§ **Exercise prompt**: Take the entries below and print, exactly, the stretch from the line containing "The mainstream model" through the line containing "Error responses now", both included.

§ **Data records**:

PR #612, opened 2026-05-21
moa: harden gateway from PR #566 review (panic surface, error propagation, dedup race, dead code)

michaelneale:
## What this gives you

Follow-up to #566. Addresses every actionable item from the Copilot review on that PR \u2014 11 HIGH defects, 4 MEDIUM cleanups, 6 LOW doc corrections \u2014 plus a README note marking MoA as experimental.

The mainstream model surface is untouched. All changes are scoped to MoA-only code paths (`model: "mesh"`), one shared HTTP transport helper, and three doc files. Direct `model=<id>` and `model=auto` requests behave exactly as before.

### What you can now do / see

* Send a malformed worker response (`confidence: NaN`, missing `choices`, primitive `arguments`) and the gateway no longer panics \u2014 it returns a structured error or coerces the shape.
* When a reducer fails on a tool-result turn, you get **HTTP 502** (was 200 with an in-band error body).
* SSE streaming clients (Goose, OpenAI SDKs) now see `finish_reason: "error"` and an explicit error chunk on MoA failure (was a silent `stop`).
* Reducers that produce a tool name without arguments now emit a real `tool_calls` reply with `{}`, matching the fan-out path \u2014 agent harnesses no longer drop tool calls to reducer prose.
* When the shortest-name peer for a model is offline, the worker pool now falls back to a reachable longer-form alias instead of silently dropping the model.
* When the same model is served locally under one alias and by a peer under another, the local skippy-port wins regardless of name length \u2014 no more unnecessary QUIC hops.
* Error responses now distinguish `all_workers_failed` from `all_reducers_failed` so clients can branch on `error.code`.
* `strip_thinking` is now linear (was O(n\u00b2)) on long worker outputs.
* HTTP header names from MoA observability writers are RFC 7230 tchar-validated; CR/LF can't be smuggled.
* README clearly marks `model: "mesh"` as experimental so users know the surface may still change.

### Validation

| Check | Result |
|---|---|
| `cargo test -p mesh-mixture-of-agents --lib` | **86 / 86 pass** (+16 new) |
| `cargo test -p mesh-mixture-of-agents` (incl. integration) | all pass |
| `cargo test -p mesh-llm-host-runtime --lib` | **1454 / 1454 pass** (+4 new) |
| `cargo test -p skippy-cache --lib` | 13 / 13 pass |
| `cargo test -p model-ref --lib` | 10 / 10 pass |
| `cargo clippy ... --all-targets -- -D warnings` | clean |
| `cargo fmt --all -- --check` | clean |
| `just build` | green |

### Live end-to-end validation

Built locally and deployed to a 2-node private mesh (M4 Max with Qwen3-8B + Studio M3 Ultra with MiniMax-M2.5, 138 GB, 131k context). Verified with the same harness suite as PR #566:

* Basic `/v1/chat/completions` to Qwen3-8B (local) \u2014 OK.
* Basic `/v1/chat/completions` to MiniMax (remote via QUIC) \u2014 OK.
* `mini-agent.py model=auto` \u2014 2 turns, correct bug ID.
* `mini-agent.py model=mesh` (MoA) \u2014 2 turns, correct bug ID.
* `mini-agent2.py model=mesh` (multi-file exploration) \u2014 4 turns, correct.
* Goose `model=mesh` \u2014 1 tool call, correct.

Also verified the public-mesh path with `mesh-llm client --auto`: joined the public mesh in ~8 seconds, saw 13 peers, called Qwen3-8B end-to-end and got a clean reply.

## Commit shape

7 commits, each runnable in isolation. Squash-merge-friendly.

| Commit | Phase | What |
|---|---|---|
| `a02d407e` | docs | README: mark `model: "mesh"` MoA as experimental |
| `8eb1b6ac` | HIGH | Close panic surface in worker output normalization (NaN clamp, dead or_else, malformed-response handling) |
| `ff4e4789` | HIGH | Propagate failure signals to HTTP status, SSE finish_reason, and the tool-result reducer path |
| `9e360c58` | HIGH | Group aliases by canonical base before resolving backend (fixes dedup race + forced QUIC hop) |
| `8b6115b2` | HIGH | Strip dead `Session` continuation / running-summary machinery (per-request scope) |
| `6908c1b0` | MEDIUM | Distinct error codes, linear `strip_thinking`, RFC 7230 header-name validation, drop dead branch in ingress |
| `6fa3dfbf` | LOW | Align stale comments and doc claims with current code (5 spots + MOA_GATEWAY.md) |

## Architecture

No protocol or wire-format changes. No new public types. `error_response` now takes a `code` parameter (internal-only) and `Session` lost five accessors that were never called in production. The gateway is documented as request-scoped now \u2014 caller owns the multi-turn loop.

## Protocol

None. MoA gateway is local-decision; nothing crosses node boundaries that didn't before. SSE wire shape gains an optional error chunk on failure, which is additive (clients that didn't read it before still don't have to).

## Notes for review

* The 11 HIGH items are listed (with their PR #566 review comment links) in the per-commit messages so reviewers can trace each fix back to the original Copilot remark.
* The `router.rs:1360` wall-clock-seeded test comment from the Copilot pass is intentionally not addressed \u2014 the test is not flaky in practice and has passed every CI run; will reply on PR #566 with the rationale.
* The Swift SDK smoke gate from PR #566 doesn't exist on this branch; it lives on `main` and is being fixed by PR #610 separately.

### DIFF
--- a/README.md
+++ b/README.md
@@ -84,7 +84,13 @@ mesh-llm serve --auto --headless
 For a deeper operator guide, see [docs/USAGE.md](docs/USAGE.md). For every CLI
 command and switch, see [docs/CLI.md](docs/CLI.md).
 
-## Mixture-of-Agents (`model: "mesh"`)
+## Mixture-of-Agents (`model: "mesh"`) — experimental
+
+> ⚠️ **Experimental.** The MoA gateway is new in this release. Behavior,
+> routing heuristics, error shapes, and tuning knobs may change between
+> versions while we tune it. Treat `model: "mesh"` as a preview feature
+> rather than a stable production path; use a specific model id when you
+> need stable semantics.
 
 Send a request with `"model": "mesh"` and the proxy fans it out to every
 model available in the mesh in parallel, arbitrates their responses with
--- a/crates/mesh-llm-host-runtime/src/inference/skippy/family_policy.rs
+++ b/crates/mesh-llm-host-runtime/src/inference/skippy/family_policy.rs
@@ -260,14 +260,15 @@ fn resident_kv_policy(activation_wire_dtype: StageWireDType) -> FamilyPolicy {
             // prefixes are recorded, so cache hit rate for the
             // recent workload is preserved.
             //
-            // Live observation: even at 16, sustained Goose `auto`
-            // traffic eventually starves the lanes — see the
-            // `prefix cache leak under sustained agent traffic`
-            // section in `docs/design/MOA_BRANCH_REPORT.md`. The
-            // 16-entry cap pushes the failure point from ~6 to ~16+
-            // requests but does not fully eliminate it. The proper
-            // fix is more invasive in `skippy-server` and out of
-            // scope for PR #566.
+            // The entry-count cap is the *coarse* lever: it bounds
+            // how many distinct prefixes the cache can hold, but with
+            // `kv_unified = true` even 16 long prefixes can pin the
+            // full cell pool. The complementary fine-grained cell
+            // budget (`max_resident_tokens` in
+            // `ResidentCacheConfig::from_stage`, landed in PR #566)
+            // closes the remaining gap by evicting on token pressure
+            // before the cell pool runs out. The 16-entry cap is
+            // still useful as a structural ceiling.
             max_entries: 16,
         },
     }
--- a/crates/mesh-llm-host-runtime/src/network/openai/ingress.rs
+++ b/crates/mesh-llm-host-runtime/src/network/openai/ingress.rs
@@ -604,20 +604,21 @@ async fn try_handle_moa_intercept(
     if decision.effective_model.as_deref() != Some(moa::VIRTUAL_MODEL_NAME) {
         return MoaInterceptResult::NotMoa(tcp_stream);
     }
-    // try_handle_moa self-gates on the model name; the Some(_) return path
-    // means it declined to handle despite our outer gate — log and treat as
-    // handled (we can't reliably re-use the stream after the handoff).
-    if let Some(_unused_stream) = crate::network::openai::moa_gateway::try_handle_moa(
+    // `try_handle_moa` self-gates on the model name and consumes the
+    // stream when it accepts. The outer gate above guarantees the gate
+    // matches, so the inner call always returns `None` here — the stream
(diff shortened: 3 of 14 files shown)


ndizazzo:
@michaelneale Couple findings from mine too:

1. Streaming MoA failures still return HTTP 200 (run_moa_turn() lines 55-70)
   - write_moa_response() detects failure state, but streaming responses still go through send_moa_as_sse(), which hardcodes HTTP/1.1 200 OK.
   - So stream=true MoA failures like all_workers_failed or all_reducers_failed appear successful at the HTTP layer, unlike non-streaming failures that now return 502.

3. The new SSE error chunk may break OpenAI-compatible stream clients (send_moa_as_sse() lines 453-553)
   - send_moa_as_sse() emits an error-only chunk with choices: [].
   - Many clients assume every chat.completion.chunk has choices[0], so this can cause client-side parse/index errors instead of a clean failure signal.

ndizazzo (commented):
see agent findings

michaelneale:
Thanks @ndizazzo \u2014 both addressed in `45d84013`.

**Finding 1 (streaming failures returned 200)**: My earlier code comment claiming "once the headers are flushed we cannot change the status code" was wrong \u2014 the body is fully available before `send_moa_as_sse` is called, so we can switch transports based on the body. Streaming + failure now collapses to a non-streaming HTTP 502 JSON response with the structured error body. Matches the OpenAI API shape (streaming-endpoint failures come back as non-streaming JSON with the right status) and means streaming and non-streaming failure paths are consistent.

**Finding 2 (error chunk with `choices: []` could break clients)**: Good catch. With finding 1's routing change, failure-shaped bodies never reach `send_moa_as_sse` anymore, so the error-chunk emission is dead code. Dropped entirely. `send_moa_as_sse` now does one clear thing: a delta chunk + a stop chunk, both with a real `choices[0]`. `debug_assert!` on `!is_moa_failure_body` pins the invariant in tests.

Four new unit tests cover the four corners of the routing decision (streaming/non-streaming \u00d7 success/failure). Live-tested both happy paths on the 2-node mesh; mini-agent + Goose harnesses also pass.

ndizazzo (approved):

* * *

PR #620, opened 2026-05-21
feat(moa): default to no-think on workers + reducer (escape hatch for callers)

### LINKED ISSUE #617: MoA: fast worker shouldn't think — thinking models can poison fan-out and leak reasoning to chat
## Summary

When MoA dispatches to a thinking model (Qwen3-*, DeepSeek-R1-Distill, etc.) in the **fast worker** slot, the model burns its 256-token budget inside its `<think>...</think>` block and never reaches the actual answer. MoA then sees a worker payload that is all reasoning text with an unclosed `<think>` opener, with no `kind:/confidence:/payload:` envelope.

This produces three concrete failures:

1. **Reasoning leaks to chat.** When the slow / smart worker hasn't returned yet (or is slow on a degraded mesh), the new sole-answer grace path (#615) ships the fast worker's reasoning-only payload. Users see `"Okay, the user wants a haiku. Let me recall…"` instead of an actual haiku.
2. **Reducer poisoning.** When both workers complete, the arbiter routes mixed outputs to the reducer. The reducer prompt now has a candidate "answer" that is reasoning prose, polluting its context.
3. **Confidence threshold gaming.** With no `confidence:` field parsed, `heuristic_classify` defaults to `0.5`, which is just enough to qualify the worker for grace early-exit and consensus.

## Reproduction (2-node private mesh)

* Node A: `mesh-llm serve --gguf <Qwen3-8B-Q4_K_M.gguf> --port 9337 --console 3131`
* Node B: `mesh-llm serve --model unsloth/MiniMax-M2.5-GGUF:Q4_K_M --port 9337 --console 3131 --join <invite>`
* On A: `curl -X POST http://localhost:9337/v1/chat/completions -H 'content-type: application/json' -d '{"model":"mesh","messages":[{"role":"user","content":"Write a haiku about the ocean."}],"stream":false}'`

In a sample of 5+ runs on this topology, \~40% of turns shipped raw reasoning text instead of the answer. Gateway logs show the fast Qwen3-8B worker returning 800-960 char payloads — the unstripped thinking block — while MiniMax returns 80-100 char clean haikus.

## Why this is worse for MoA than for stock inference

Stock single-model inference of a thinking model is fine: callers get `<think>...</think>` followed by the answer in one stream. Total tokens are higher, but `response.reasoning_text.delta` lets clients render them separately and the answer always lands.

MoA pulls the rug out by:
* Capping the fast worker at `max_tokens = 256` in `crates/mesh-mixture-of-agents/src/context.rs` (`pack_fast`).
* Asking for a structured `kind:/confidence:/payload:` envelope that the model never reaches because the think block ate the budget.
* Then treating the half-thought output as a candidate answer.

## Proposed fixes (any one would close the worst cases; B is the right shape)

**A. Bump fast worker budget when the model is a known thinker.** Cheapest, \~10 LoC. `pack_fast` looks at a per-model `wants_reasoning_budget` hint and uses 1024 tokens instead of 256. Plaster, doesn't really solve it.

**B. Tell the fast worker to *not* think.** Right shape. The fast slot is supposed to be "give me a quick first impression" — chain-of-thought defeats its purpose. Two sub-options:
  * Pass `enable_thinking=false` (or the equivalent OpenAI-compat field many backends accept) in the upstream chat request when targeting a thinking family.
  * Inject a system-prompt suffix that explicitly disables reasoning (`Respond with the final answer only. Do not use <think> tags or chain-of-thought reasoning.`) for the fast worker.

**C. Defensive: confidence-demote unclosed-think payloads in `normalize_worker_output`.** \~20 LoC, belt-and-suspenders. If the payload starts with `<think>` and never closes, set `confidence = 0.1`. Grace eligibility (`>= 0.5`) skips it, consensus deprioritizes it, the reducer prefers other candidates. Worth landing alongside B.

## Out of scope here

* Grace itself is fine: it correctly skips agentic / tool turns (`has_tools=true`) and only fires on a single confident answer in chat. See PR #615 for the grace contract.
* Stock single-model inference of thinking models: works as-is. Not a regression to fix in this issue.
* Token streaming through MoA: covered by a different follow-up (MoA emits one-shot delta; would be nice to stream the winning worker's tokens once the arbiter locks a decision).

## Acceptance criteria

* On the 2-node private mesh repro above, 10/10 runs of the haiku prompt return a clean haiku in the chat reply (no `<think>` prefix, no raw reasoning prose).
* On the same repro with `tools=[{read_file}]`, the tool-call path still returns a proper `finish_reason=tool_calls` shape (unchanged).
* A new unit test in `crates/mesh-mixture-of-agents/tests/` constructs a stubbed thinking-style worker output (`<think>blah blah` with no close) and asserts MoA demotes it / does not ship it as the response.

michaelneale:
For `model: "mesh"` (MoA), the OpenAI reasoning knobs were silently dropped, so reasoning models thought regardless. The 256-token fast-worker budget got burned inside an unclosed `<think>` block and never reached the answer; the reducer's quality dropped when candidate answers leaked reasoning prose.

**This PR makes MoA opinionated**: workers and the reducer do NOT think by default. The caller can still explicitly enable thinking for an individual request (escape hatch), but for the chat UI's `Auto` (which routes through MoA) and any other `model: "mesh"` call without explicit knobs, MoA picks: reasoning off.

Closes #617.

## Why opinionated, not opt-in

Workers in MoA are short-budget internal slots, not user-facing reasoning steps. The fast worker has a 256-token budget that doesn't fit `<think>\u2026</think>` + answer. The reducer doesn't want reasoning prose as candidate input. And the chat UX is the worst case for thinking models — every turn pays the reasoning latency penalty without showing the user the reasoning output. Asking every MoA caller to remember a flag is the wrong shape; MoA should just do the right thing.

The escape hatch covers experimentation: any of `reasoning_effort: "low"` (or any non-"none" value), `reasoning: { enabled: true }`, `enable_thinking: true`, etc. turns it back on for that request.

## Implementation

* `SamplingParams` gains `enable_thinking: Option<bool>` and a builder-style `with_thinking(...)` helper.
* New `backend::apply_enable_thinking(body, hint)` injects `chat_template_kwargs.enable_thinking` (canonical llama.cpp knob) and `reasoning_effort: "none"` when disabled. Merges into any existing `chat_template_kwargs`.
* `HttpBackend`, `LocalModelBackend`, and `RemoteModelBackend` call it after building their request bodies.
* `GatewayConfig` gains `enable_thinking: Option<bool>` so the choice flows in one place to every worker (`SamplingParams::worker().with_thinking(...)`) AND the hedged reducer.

§ **Problem solution**:
The mainstream model surface is untouched. All changes are scoped to MoA-only code paths (`model: "mesh"`), one shared HTTP transport helper, and three doc files. Direct `model=<id>` and `model=auto` requests behave exactly as before.

### What you can now do / see

* Send a malformed worker response (`confidence: NaN`, missing `choices`, primitive `arguments`) and the gateway no longer panics \u2014 it returns a structured error or coerces the shape.
* When a reducer fails on a tool-result turn, you get **HTTP 502** (was 200 with an in-band error body).
* SSE streaming clients (Goose, OpenAI SDKs) now see `finish_reason: "error"` and an explicit error chunk on MoA failure (was a silent `stop`).
* Reducers that produce a tool name without arguments now emit a real `tool_calls` reply with `{}`, matching the fan-out path \u2014 agent harnesses no longer drop tool calls to reducer prose.
* When the shortest-name peer for a model is offline, the worker pool now falls back to a reachable longer-form alias instead of silently dropping the model.
* When the same model is served locally under one alias and by a peer under another, the local skippy-port wins regardless of name length \u2014 no more unnecessary QUIC hops.
* Error responses now distinguish `all_workers_failed` from `all_reducers_failed` so clients can branch on `error.code`.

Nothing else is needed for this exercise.